Nationally Determined Contributions (NDCs) are climate action plans that countries develop and submit under the Paris Agreement, outlining how they plan to adapt to climate change and reduce their greenhouse gas emissions. As of 31 October 2022, 65 countries and territories refer to "just transition" in their NDCs, 29 countries refer to "just transition" in their Long-Term (mitigation) Strategies (LTS), and 24 countries refer to "just transition" in both their NDCs and LTS. Just transition principles are mentioned in 38% of Nationally Determined Contributions and 56% of Long-Term Strategies. Of the NDCs that reference a just transition, there is no significant difference between whether the country is developed or developing.

=== Paris Agreement ===
The Paris Agreement represents 194 countries (as of 2022) commitment to a global framework to prevent the global temperature from exceeding 1.5 degrees Celsius. In the transitional state to a net-zero future, the United Nations Development Programme (UNDP) recommends countries use this opportunity to mitigate social inequality and civil unrest through a just transition.
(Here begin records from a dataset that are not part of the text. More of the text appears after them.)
PR #1132, opened 2018-09-10
Add ^7.0.0-bridge.0 to babel-core range

hutchy2570:
We're in the process of upgrading to Babel 7 and have hit an issue with stryker-babel-transpiler. It loads babel-core 6.

This PR adds ^7.0.0-bridge.0 to the babel-core peer range, as recommended by Babel https://github.com/babel/babel-bridge

### DIFF
--- a/packages/stryker-babel-transpiler/README.md
+++ b/packages/stryker-babel-transpiler/README.md
@@ -39,7 +39,8 @@ $ stryker run
 ## Peer dependencies
 The `stryker-babel-transpiler` plugin requires the following packages to be installed in order to work: 
 * `stryker-api`
-* `babel-core`
+* `babel-core` (When using babel 6)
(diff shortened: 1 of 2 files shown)


nicojs:
Hmm interesting. @simondel, you were busy with babel7 support. Should we use babel bridge?

simondel:
@nicojs I'm not sure. I haven't heard about babel bridge. I'm not sure if we can merge this PR yet because the integration tests still use Babel 6 so we don't actually know if our code works with Babel 7.

@hutchy2570 Did you have any issues with Stryker running with Babel 7 code?

hutchy2570:
@simondel no issues.  We've been using babel-bridge with other projects internally which have been migrated to babel-7 with other dependencies which have the bridge version in their ranges.

nicojs:
@simondel what are we doing? Updating to babel 7? Or implementing the bridge?

PR #1134, opened 2018-09-10
refactor: stricter types

kmdrGroch:
I have removed a lot of ``any`` types as I fixed one function: ``isNumber`` where ``NaN`` could be an edge case. (I see Travis doesn't work, but i have tested it locally and no issue has been found [even on windows])


kmdrGroch:
@simondel I think it didn't work ._.

simondel:
Looks good to me! Thanks :)

PR #1145, opened 2018-09-14
fix: log MODULE_NOT_FOUND when the karma.conf.js does not exist

### LINKED ISSUE #1098: stryker-karma-runner logs MODULE_NOT_FOUND when the karma.conf.js does not exist
When I set an incorrect path to my karma.conf.js file or if I don't copy the karma.conf.js file to my sandbox. I  see the following logging:

```
09:34:03 (84321) INFO stryker-karma.conf.js Importing config from "C:\dev\myapp\.stryker-tmp\sandbox5403836\karma.conf.js"
09:34:03 (84321) ERROR stryker-karma.conf.js Could not read karma configuration from karma.conf.js. { code: 'MODULE_NOT_FOUND' }
```

It would be good to check if the file exists in the sandbox before trying to require it.

We could use fs.access before trying to require the file (only then with a promise):
```js
fs.access(file, fs.constants.F_OK, (error) => {
  if (error) {
    log.error(`Unable to find karma config at "${configFileName}". Please check your stryker config.`);
  }
});
```

kmdrGroch:
Can fix #1098

### DIFF
--- a/packages/stryker-karma-runner/src/starters/stryker-karma.conf.ts
+++ b/packages/stryker-karma-runner/src/starters/stryker-karma.conf.ts
@@ -15,13 +15,17 @@ function setDefaultOptions(config: Config) {
 function setUserKarmaConfigFile(config: Config, log: Logger) {
   if (globalSettings.karmaConfigFile && typeof globalSettings.karmaConfigFile === 'string') {
     const configFileName = path.resolve(globalSettings.karmaConfigFile);
-    log.debug('Importing config from "%s"', configFileName);
     try {
       const userConfig = requireModule(configFileName);
+      log.debug('Importing config from "%s"', configFileName);
       userConfig(config);
       config.configFile = configFileName; // override config to ensure karma is as user-like as possible
     } catch (error) {
-      log.error(`Could not read karma configuration from ${globalSettings.karmaConfigFile}.`, error);
+      if (error.code === 'MODULE_NOT_FOUND') {
+        log.error(`Unable to find karma config at "${globalSettings.karmaConfigFile}". Please check your stryker config.`);
+      } else {
+        log.error(`Could not read karma configuration from ${globalSettings.karmaConfigFile}.`, error);
+      }
     }
   }
 }


simondel:
Thanks for making a pull request for this!

packages/stryker-karma-runner/src/starters/stryker-karma.conf.ts
```diff
@@ -15,13 +15,17 @@ function setDefaultOptions(config: Config) {
 function setUserKarmaConfigFile(config: Config, log: Logger) {
   if (globalSettings.karmaConfigFile && typeof globalSettings.karmaConfigFile === 'string') {
     const configFileName = path.resolve(globalSettings.karmaConfigFile);
-    log.debug('Importing config from "%s"', configFileName);
     try {
       const userConfig = requireModule(configFileName);
+      log.debug('Importing config from "%s"', configFileName);
```
simondel: Is there a reason why you moved this logging statement?

kmdrGroch: I wanted to test it, but I didn't manage to do it :(

kmdrGroch:
I wanted to test this code too, but I didn't manage to do it :(

packages/stryker-karma-runner/src/starters/stryker-karma.conf.ts
simondel: Yes, I think it would be smart to still log that we're going to try to read the config file

kmdrGroch: Sure. Changing it back right now

packages/stryker-karma-runner/src/starters/stryker-karma.conf.ts
```diff
@@ -21,7 +21,11 @@ function setUserKarmaConfigFile(config: Config, log: Logger) {
       userConfig(config);
       config.configFile = configFileName; // override config to ensure karma is as user-like as possible
     } catch (error) {
-      log.error(`Could not read karma configuration from ${globalSettings.karmaConfigFile}.`, error);
+      if (error.code === 'MODULE_NOT_FOUND') {
+        log.error(`Unable to find karma config at "${globalSettings.karmaConfigFile}". Please check your stryker config.`);
```
nicojs: Could we add `configFileName` to the mix?

`Unable to find karma config at "${globalSettings.karmaConfigFile}" (tried to load from ${configFileName}}. Please check your stryker config. You might need to make sure the file is included in the sandbox directory.`

nicojs:
@kmdrGroch 

> I wanted to test this code too, but I didn't manage to do it :(

Shall I help with that? That way you can see how to do it in the future 👍

kmdrGroch:
@nicojs sure. I know a bit how to write tests (even with mocha), but i couldn't write working one ._. Or I tested bad thing

nicojs:
I've added the test. Can you make sense of it? 

Also fixed a new compile error.

kmdrGroch:
I would never think it should have been make like that O.o 
basically i made sth like that @nicojs 
```javascript
const expectedKarmaConfigFile = 'foobar.conf.js';
    sut.setGlobals({ karmaConfigFile: expectedKarmaConfigFile });
    sut(config);
    expect(logMock.error).calledWith(`Unable to find karma config at "foobar.conf.js" (tried to load from ${path.resolve(expectedKarmaConfigFile)})`);
```
and it didnt work. I need to read more about mocks i suppose. Or practice makes master. :)

Issue #1156, opened 2018-09-22
SwitchCase mutation mishandles empty fallthrough cases


CheshireSwift:
### Summary

When handling an empty fallthrough case, e.g.:

```js
switch (value) {
  case 'A':
  case 'B':
    ...
}
```

SwitchCase will raise an unchanged (thus unkillable) mutant which simply removes + readds the `case 'A'` (maybe changing the formatting slightly, but not the semantics).

### Stryker config

```js
module.exports = function(config) {
  config.set({
    mutator: "javascript",
    packageManager: "npm",
    reporters: ["clear-text", "progress"],
    testRunner: "jest",
    transpilers: [],
    coverageAnalysis: "off",
    mutate: ["src/**/*.js"]
  });
};
```

### Stryker environment

```
stryker@0.29.2
stryker-api@0.21.1
stryker-javascript-mutator@0.10.0
stryker-jest-runner@1.2.1
```

```
jest@23.6.0
```

### Your Environment

| software         | version(s)
| ---------------- | -------  
| node             | multiple
| npm              | multiple
| Operating System | multiple

### Add stryker.log

[stryker.log](https://github.com/stryker-mutator/stryker/files/2408130/stryker.log)

Executable repro repo [here](https://github.com/CheshireSwift/stryker-switchcase-repro).

nicojs:
Thanks for reporting. This is most definitely a bug. It is recently introduced as this is a new mutator. @tommilligan would you mind taking a look? Maybe if you have some time, fixing this issue? Thanks for any feedback you might have.

tommilligan:
No problem, will put in a fix this evening. Thanks for letting me know

kmdrGroch:
@nicojs I think it is ready to close

Archcry:
Closing this issue, when you encounter further problems feel free to reopen.

PR #1159, opened 2018-09-25
fix(mutator): Fix empty case statement unkillable mutant

tommilligan:
Hotfix for #1156: if a case clause contains no statements, do not mutate it.

---

I think a better fix (technically) would be to always remove the case clause altogether. However this was discounted as part of #1127 due to it producing unclear reporter output - stryker then considers the entire `switch` block mutated, rather than the single `case` clause.

One possible alternative is ensuring the case is never matched, rather than removing the statments:
```
case "A":
case "B":
  console.log("Do some actions");
...

// becomes
case "stryker/expression-that-is-never-matched/40ed2198-a801-40fe-8edd-0531783bc069":
case "B":
  console.log("Do some actions");
```

This would pick up mutants for:
- the case clause never being matched
- the case clause resulting action not being tested

Downside is, I don't think this is immediately readable/clear to the user. Unlike the `IfStatement` mutator, we we can't simply replace it with `case false:` or `case null:`, as these are valid expressions that could be easily matched.

### DIFF
--- a/packages/stryker-javascript-mutator/src/mutators/SwitchCaseMutator.ts
+++ b/packages/stryker-javascript-mutator/src/mutators/SwitchCaseMutator.ts
@@ -10,9 +10,12 @@ export default class SwitchCaseMutator implements NodeMutator {
 
   public mutate(node: types.Node, copy: <T extends types.Node>(obj: T, deep?: boolean) => T): types.Node[] | void {
     if (types.isSwitchCase(node)) {
-      const mutatedNode = copy(node);
-      mutatedNode.consequent = [];
-      return [mutatedNode];
+      // if not a fallthrough case
+      if (node.consequent.length > 0) {
+        const mutatedNode = copy(node);
+        mutatedNode.consequent = [];
+        return [mutatedNode];
+      }
     }
   }
 }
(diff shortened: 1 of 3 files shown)


kmdrGroch:
@tommilligan in ``packages/stryker-javascript-mutator/src/mutators/SwitchCaseMutator.ts`` can't you make
```javascript
if (types.isSwitchCase(node) && node.consequent.length > 0) {
        const mutatedNode = copy(node);
        mutatedNode.consequent = [];
        return [mutatedNode];
}
```
instead of
```javascript
if (types.isSwitchCase(node)) {
      // if not a fallthrough case
      if (node.consequent.length > 0) {
        const mutatedNode = copy(node);
        mutatedNode.consequent = [];
        return [mutatedNode];
      }
}
```
?

and in ``packages/stryker-typescript/src/mutator/SwitchCaseMutator.ts``
you don't need ``else``. You can just ``return []`` like so:
```javascript
protected identifyReplacements(node: ts.CaseOrDefaultClause, sourceFile: ts.SourceFile): NodeReplacement[] {
    // if not a fallthrough case
    if (node.statements.length > 0) {
      const clause = isDefaultClause(node)
        ? ts.createDefaultClause([])
        : ts.createCaseClause(node.expression, []);
      const replacement = printNode(clause, sourceFile);
      return [{ node, replacement }];
    }
    return [];
  }
```

tommilligan:
@kmdrGroch indeed I could. However this is a stylistic choice and not covered by the test or lint suite.

Do you have any comments on the functionality of the code?

nicojs:
Thanks for fixing 🥇 , I'll take a look (and probably merge) tomorrow.

Issue #1140, opened 2018-09-12
Filenames not showing up correctly in report


Archcry:
### Summary
In one of my recent projects I used Stryker to mutation test. The report does not seem to be correct though because some wierd glitch is showing up in the filenames.
![screenshot_20180912_065312](https://user-images.githubusercontent.com/1557855/45402940-89330680-b658-11e8-8ff5-435cc22ee124.png)

`modules/helloController.ts` is not working correctly here. My directtory structure looks like:
![screenshot_20180912_065654](https://user-images.githubusercontent.com/1557855/45403095-10807a00-b659-11e8-923d-d7ad85c3b194.png)

### Stryker config

```js
module.exports = function(config) {
  config.set({
    testRunner: "mocha",
    mutator: "typescript",
    transpilers: ["typescript"],
    reporters: ["html", "clear-text", "progress"],
    packageManager: "npm",
    testFramework: "mocha",
    coverageAnalysis: "perTest",
    tsconfigFile: "tsconfig.json",
    mutate: ["src/**/*.ts"],
    coverageAnalysis: "off"
  });
};

```

### Stryker environment

```
+-- stryker@0.29.1
+-- stryker-api@0.21.0
+-- stryker-html-reporter@0.16.1
+-- stryker-mocha-framework@0.12.1
+-- stryker-mocha-runner@0.14.1
+-- stryker-typescript@0.13.2
```

```
+-- mocha@5.2.0
+-- typescript@3.0.3
```

### Reproduction steps
```bash
git clone git@github.com:Archcry/inversify.git
git checkout feat-upgrade-inversify # Might merge into master soon
cd inversify
npm i
npm test
```

### Your Environment

| software         | version(s)
| ---------------- | -------  
| node             | v10.9.0
| npm              | 6.4.1
| Operating System | Linux

Archcry:
Basically the same, and it cannot sure the contents of the file.

simondel:
Does the path exist in the reports folder or is that one also incorrect?

Archcry:
`reports/mutation/html/modules/helloController.ts/` exists in the reports folder. But I think the `html-reporter` is only reporting what Stryker told it to report. I assume something is going wrong when creating the data for all reports because all reporters seem to have this problem.

nicojs:
[...]

PR #1165, opened 2018-10-01
fix(ScoreResultCalculator): fix faulty filenames in stryker score result

Archcry:
The filter method used causes a side-effect that creates a corrupt path, I solved this by short circuiting the filter method so it only returns the elements up untill the element that does no longer match.

solves https://github.com/stryker-mutator/stryker/issues/1140


simondel:
Thanks! I'll look at this tomorrow morning

simondel:
Looks good to me!

Issue #1057, opened 2018-07-31
Inconsistency with object keys


andy128k:
Semantically `{ "key": "value" }` and `{ key: "value" }` are the same, but Stryker creates 2 mutants for former and only one for latter.

So it is possible to hide uncovered code (bug?) from Stryker just by removing quotes.

nicojs:
Hmm good catch. I think this is just an oversight. @simondel, I think this mutant is a false positive, right?

simondel:
What we need to check here is if the parent of the `StringLiteral` node is a `PropertyAssignment` and the current node is the `name` property of that parent. (Names of types/properties may differ between Babylon and TypeScript.

We should add this to the mutator specification so both mutators have to comply with it.

@andy128k Would you be interested in making this change? We can help to guide you to the right places if you want to pick it up.

nicojs:
Sounds good. Don't forget:

```js
{ ["key"]: "value" }
```

Let's make sure the following keeps working though:

```
var a = 3;
{ ["key" + a]: "othervalue" }
{ [`test${a}`]: "othervalue" }
```

roelandvanbatenburg:
This is resolved and can be closed.

nicojs:
Thanks @roelandvanbatenburg

PR #1169, opened 2018-10-02
feat(mutator): Object literal mutator

tommilligan:
As suggested by @kmdrGroch in #1078, a mutator which removes all properties from an object literal during initialization.

Working TS + JS implementation, please let me know any additional cases/requirements you'd like me to test.

### DIFF
--- a/packages/stryker-mutator-specification/src/ObjectMutatorSpec.ts
+++ b/packages/stryker-mutator-specification/src/ObjectMutatorSpec.ts
@@ -1,0 +1,21 @@
+import { expect } from 'chai';
+import ExpectMutation from './ExpectMutation';
+
+export default function ObjectMutatorSpec(
+  name: string,
+  expectMutation: ExpectMutation
+) {
+  describe('ObjectMutator', () => {
+    it('should have name "Object"', () => {
+      expect(name).eq('Object');
+    });
+
+    it('should empty an object declaration', () => {
+      expectMutation('const o = { foo: "bar" }', 'const o = {}');
+    });
+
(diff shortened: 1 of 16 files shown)


kmdrGroch:
@tommilligan is it removing all props at the same time or removes one by one?

kmdrGroch:
And covers objects like shown in https://github.com/stryker-mutator/stryker/issues/1057

tommilligan:
All props simultaneously. I would expect other mutators to mutate the values if necessary (e.g. if a property is a string, for `StringMutator` to pick it up).

packages/stryker-mutator-specification/src/ObjectMutatorSpec.ts
```diff
@@ -0,0 +1,21 @@
+import { expect } from 'chai';
+import ExpectMutation from './ExpectMutation';
+
+export default function ObjectMutatorSpec(
+  name: string,
+  expectMutation: ExpectMutation
+) {
+  describe('ObjectMutator', () => {
+    it('should have name "Object"', () => {
```
nicojs: `"Object"` mutator sounds pretty generic. I think `ObjectLiteral` would be a better fit.

nicojs: Could we also add a test for:

```js
{ ['key']: 'value' } // mutated to { }
```

What do you think?

tommilligan: @nicojs good point on the name - have amended both points

nicojs:
Thank @tommilligan 👍

PR #896, opened 2026-08-08
Fix issues reported by linter in vz390

abekornelis:

What I did: I used the linter under development in PR#806 and fixed all issues it flagged in vz390.java

### DIFF
--- a/src/vz390.java
+++ b/src/vz390.java
@@ -1305,7 +1305,7 @@ public class vz390 {
 
         cur_vclr_flag = pz390.mem.getInt(cur_acb_vclra + vclr_flag);
         cur_vclr_lrec = pz390.mem.getInt(cur_acb_vclra + vclr_lrec);
-        if (cur_vcdt_ptha != 0 && (cur_vpth_flag & vpth_flag_aixp) != 0){  // RPI 865 is476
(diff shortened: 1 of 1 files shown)


src/vz390.java
```diff
@@ -849,3966 +856,3948 @@ public class vz390 {
...
+            set_feedback(pdf_def, rc_log, cmp_ves, rn_rcd_not_fnd);
+            return;
+        }
+        set_rpl_lxrba(cur_vx0_xrba);
+        // read ves record at cur vs0 index
+        if (!read_ves_rec()) { // RPI 688 RPI 672
+            return;
+        }
+        if ((cur_rpl_opt & rpl_opt_gen) != 0) {
+            System.arraycopy(pz390.mem_byte, cur_rpl_area + cur_vclr_koff,
```
Zaneham: The `// RPI 779` that sat on the `System` line before the arraycopy got folded away here. Worth putting back, since it's on real code rather than a brace line.

Zaneham (commented):
Bytecode is identical to base so this one is safe. One marker has gone, flagged inline. The two split RPI markers you rejoined further down are a nice fix.

src/vz390.java
abekornelis: Okay - I put that comment back in. Thanks for noticing and alerting me.

Zaneham (approved):

PR #897, opened 2026-08-08
Fix issues reported by linter in tz390

abekornelis:

What I did: I used the linter under development in PR#806 and fixed all issues it flagged in tz390.java


Zaneham (commented):
I checked this one bytecode-first. I compiled base and head and read the disassembly myself to confirm nothing had moved, and used Claude to help sweep the rest of the file while I've still got a subscription until the 14th. Identical across every class, and checkstyle is clean, so no behaviour change anywhere.

One general thing. About 18 `#nnn` markers have gone where they sat on a bare brace line that got merged away. You carried 155 of them across, so I assume these are misses rather than deliberate. Not a blocker either way. Rest is inline.

src/tz390.java
```diff
@@ -53,316 +53,321 @@
...
+ * 09/05/15 RPI 1529  Incorrect character x'92' in ascii character translation tables (backquote, should be quote = x'27')
+ * 10/03/15 RPI 1533  Invalid codepage option is not flagged as an error. Should cause abortion
+ * 03/01/16 RPI 2003  Add support for LAM, LAMY, STAM, and STAMY instructions
+ * 12/24/16 RPI 1598  Provide a means to select either original VSAM or the new one
+ * 05/21/18 RPI 1606  Circular reference of options file causes unspecified exception in tz390
+ * 2019-09-22 RPI 2201 dsh fix depreciated static decode by changing to Integer.decode
+ * 2019-10-01 RPI 2202 dsh add new instructions up to z15 including NCRK, NCGRK, MVCRL
+ * 2020-08-29 RPI 2202 dsh TESTINS6.MLC complete with 2121 opcode+operand tests for POP SA22-7832-12
+ *                         Version V1.7.00 with z390.jar for Oracle SE 8 and Open JDK 11.0.08
+ * 2020-10-18 RPI 2202 DSH add missing mnemonics BI,CLT,CLGT,LOCHI,LOCGHI,LOCHHI,LOCFHR,STOC,STOCG,STOCFH
```
Zaneham, line 303: Good catch on this line, it had a tab and a caret where the leading star should have been.

src/tz390.java
```diff
@@ -877,434 +882,436 @@ public  class  tz390 {
...
+
+
+
+    /**
+     * dfp_exp_bcd_to_cf5 returns CF5 5 bit
+     * combination field using index made up of
+     * high 2 bits of bias exponent
+     * plus 4 bit BCDnibble for first digit.
+     */
+    byte[] dfp_exp_bcd_to_cf5 = {0x00,0x01,0x02,0x03,0x04,0x05,0x06,0x07,0x08,0x09,0,0,0,0,0,0, //0d // RPI 407 indexed by high 2 bits of exp + fisrt digit
```
Zaneham: The `RPI 407` comment described the whole table, but it's now after the `//0d` row comment so it reads as if it describes row zero. Better off in the javadoc above.

src/tz390.java
```diff
@@ -877,434 +882,436 @@ public  class  tz390 {
...
+                             3,               //30 infinity  RPI 536
+                             4};              //31 NaN      RPI 536
+
+
+
+    /**
+     * dfp_cf5_to_bcd returns decimal digit 0-9
+     * indexed by 5 bit combination field value
+     */
+    long[] dfp_cf5_to_bcd = {0,1,2,3,4,5,6,7,  //00-07 //cf5 value
```
Zaneham: Same thing here, `//cf5 value` was the table header and now trails `//00-07`.

src/tz390.java
```diff
@@ -877,434 +882,436 @@ public  class  tz390 {
...
+     * dfp_dpd_to_bcd returns 3 digit decimal
+     * value 0-999 using 10 bit densely packed
+     * decimal index value.
+     * Notes:
+     * <ol>
+     *  <li>Redundent values in (...)</li>
+     *  <li>Java interprets leading 08 as octal number like 0x is hex so any leading 0's should be removed</li>
+     * </ol>
+     */
+    long[] dfp_dpd_to_bcd = {0,    1,  2,  3,  4,  5,  6,  7,  8,  9, 80, 81,800,801,880,881,    // 00
```
Zaneham, line 1112: Same again, and the first row's alignment has drifted against the rows under it.

abekornelis:
@Zaneham "About 18 #nnn markers have gone where they sat on a bare brace line that got merged away."
Honestly - a change marker on a bare brace. I simply did not care enough to carry them forward. If you think it's worthwhile I'll be happy to put them back on the line that now has the brace. The original line carrying the brace no longer exists.

src/tz390.java
abekornelis: @Zaneham you are correct. I have moved the comment into the javadoc.
The change marker is dropped - I  don't like change markers in the javadoc as it is propagated to external docs.

src/tz390.java
abekornelis: @Zaneham Okay - I modified the wording too - for better clarity.

src/tz390.java
abekornelis: It's ugly - I tried inserting leading zeros, but that makes them octal, resulting in test failures. To satisfy the linter I have to left-align the first column. I've added an explanatory note.

Zaneham (approved):

Zaneham (approved):

PR #904, opened 2026-08-10
Fix issues flagged by linter in ez390 and ArchLevel

abekornelis:

What I did: I used the linter under development in PR#806 and fixed all issues it flagged in ez390 and ArchLevel


Zaneham (approved):
Read this and this looks good to me.

PR #905, opened 2026-08-11
Fix issues flagged by linter in az390

abekornelis:

What I did: I used the linter under development in PR#806 and fixed all issues it flagged in az390


Zaneham (approved):
Looking all good here. Nothing to add.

The United Nations Development Programme establishes five ways a just transition can support the Paris Agreement: Including the public in decision-making processes, supporting a green jobs revolution, creating a resilient net-zero economy, developing local solutions, and concentrating efforts and manpower. The Paris Agreement focuses on a justice dimension to climate action within countries rather than on justice between nations.'

==== Nationally Determined Contributions ====

Under the Paris Agreement, each country commits to a mechanism for implementing reductions in emissions, and other actions under the UNFCCC, called Nationally determined contribution. A review of NDCs by the World Resource Institute in April 2025 found that the number of NDCs with the "just transition" commitment increased from 1 in 2015 (South Africa) to 66 in April 2025. For example, in the Nationally Determined Contribution for Chile, the "social" pillar of action includes multiple elements of a just transition, including a focus on minimizing impact of the economic changes on marginalized groups, including a governance mechanism that includes trade unions and community members alongside government and companies.

=== European Union mechanism ===
In Europe, advocates for a just transition want to unite social and climate justice, for example, for coal workers in coal-dependent developing regions who lack employment opportunities beyond coal. In the European Union, the concerns facing workers in fossil fuel industries are addressed by the Just Transition mechanism in the European Green Deal. The funding and mechanism helps fossil fuel-dependent regions within the European Union to transition to a greener economy.

A just transition from coal is supported by the European Bank for Reconstruction and Development.

=== Climate litigation ===
A 2021 review of legal theories for climate litigation and a just transition, recommended using accountability litigation against companies in industries that would lose work.